## WORK ITEM
What you give back should match the records word for word.

## ENTRIES SHOWN
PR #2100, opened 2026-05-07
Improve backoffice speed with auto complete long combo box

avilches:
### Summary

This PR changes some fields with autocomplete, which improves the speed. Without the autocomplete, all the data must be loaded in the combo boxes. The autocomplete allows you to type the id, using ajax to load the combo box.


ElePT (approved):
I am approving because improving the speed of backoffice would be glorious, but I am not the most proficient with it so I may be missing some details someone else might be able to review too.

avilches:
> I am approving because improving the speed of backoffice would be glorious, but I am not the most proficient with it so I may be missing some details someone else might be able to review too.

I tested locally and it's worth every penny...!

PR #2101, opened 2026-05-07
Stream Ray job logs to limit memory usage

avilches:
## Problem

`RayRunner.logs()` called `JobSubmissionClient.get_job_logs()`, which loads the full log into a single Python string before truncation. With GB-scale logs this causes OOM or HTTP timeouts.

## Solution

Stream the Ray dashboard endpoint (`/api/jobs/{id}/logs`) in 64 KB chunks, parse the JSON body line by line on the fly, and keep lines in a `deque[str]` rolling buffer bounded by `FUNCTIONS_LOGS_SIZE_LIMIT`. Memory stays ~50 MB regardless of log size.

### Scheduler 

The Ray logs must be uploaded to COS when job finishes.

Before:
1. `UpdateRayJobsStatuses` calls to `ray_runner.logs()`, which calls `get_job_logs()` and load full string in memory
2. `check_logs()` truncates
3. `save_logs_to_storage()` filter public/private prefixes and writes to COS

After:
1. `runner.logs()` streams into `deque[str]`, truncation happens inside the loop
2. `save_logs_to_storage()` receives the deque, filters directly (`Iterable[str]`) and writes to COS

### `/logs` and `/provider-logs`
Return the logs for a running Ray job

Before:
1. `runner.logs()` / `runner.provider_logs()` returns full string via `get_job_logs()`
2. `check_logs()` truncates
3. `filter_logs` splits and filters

## OUTPUT FOR THIS EXERCISE
PR #2100, opened 2026-05-07
Improve backoffice speed with auto complete long combo box

avilches:
### Summary

This PR changes some fields with autocomplete, which improves the speed. Without the autocomplete, all the data must be loaded in the combo boxes. The autocomplete allows you to type the id, using ajax to load the combo box.


ElePT (approved):
I am approving because improving the speed of backoffice would be glorious, but I am not the most proficient with it so I may be missing some details someone else might be able to review too.

avilches:
> I am approving because improving the speed of backoffice would be glorious, but I am not the most proficient with it so I may be missing some details someone else might be able to review too.

I tested locally and it's worth every penny...!

PR #2101, opened 2026-05-07
Stream Ray job logs to limit memory usage

avilches:
## Problem

`RayRunner.logs()` called `JobSubmissionClient.get_job_logs()`, which loads the full log into a single Python string before truncation. With GB-scale logs this causes OOM or HTTP timeouts.

## Solution

Stream the Ray dashboard endpoint (`/api/jobs/{id}/logs`) in 64 KB chunks, parse the JSON body line by line on the fly, and keep lines in a `deque[str]` rolling buffer bounded by `FUNCTIONS_LOGS_SIZE_LIMIT`. Memory stays ~50 MB regardless of log size.

### Scheduler 

The Ray logs must be uploaded to COS when job finishes.

Before:
1. `UpdateRayJobsStatuses` calls to `ray_runner.logs()`, which calls `get_job_logs()` and load full string in memory
2. `check_logs()` truncates
3. `save_logs_to_storage()` filter public/private prefixes and writes to COS

After:
1. `runner.logs()` streams into `deque[str]`, truncation happens inside the loop
2. `save_logs_to_storage()` receives the deque, filters directly (`Iterable[str]`) and writes to COS

### `/logs` and `/provider-logs`
Return the logs for a running Ray job

Before:
1. `runner.logs()` / `runner.provider_logs()` returns full string via `get_job_logs()`
2. `check_logs()` truncates
3. `filter_logs` splits and filters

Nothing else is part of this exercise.